[Start of Attachment]
PR #577, opened 2020-01-25
fixes #559 ( Fototoon don't handle window resize )

### LINKED ISSUE #559: Fototoon don't handle window resize
Fototoon activity don't handle window resize event. So, if the activity is open with a small window then resized, the board keep the same size.

ft

anshuldutt21:
fixes #559

### DIFF
--- a/activities/Fototoon.activity/js/activity.js
+++ b/activities/Fototoon.activity/js/activity.js
@@ -39,8 +39,6 @@ define(["sugar-web/activity/activity","sugar-web/datastore","sugar-web/env","tex
         // remove 5 more to be sure no scrollbars are visible
         mainCanvas.height = window.innerHeight - sugarCellSize - 5;
         mainCanvas.width = mainCanvas.height * 4 / 3;
-
-        console.log(mainCanvas.width);
         mainCanvas.style.left = ((window.innerWidth - mainCanvas.width) / 2) + "px";
 
         var previousButton = document.getElementById("previous-button");
@@ -68,7 +66,7 @@ define(["sugar-web/activity/activity","sugar-web/datastore","sugar-web/env","tex
         toonModel.init();
         toonModel.attachPageCounterViewer(pageCounter);
         toonModel.attachPrevNextButtons(previousButton, nextButton);
-        
+
         var editMode = true;
 
         var addGlobeButton = document.getElementById("add-globe");
--- a/activities/Fototoon.activity/js/activity.js
+++ b/activities/Fototoon.activity/js/activity.js
@@ -68,6 +68,7 @@ define(["sugar-web/activity/activity","sugar-web/datastore","sugar-web/env","tex
         toonModel.init();
         toonModel.attachPageCounterViewer(pageCounter);
         toonModel.attachPrevNextButtons(previousButton, nextButton);
+        
         var editMode = true;
 
         var addGlobeButton = document.getElementById("add-globe");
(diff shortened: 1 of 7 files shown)


s-mag:
@anshuldutt21 It does not work as expected. The size should decrease on decreasing width and title box should also resize in the same proportion. See [here.](https://gfycat.com/coldcoarsearcticfox)

activities/Fototoon.activity/js/activity.js
```diff
@@ -39,6 +39,8 @@ define(["sugar-web/activity/activity","sugar-web/datastore","sugar-web/env","tex
         // remove 5 more to be sure no scrollbars are visible
         mainCanvas.height = window.innerHeight - sugarCellSize - 5;
         mainCanvas.width = mainCanvas.height * 4 / 3;
+
+        console.log(mainCanvas.width);
```
llaske: Dot not let a log message

activities/Fototoon.activity/js/activity.js
```diff
@@ -66,7 +68,6 @@ define(["sugar-web/activity/activity","sugar-web/datastore","sugar-web/env","tex
         toonModel.init();
         toonModel.attachPageCounterViewer(pageCounter);
         toonModel.attachPrevNextButtons(previousButton, nextButton);
-
```
llaske: No need to change that.

activities/Fototoon.activity/js/toon.js
```diff
@@ -822,7 +822,7 @@ define(["easel","sugar-web/datastore","sugar-web/env","webL10n","humane"], funct
             this._textView.lineWidth = this._globe._width * 2;
             this._textView.x = this._globe._x;
             this._textView.y = this._globe._y -
-                this._textView.getMeasuredHeight() / 2;
```
llaske: You don't need to change this file.

anshuldutt21:
Hi @llaske can you please review it once again. I have changed the proportion of title with respect to the canvas. The canvas size changes on resizing but the title size doesnt unless refreshed even when I call the init method. I think we can add the canvas resize feature only.

s-mag:
@anshuldutt Please remove log messages

s-mag:
@anshuldutt21 you should not use init in resize function. This resets the canvas or the title. See here:-

ezgif com-video-to-gif (11)

anshuldutt21:
@s-mag I cant remove the init function or else a blank canvas is shown. If I change the width and height of canvas I would have to pass it to the new Toon model. Can you suggest any method I could use to remove resetting.

s-mag:
@anshuldutt21 I am not sure but using media queries and scaling the canvas might help...

s-mag:
@anshuldutt21 Nice but it does not solve the issue completely... The title box should resize.

anshuldutt21:
@s-mag I have changed the width and height of the title box according to the canvas, but it is still not resizing. I think there is some other issue in it which works on reloading but not on resizing.

anshuldutt21:
@llaske Can you please review the PR

llaske:
It's a good start but I think it will be nice if when the window is resized the proportion (relative position) is keep.

image

anshuldutt21:
@llaske if I use the init method for resizing the title box , all the initial data corresponding to it will be lost. So I think the best way for now is to leave it like that because otherwise it will keep on reloading and all the data will be lost. Also, We could create another issue for the title resizing thing.

llaske:
@anshuldutt21  I'm not agree. I don't understand why resize necessarily need that all data will be lost. Currently, images are resize to fit the screen and no data are lost.

llaske:
Close due to lack of activity. @anshuldutt21 feel free to reopen it if need.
[End of Attachment]
- [WHAT IS REQUIRED] Every line in the records above with the string "fixes" in it should be shown.

- [TASK OUTPUT]
fixes #559 ( Fototoon don't handle window resize )
fixes #559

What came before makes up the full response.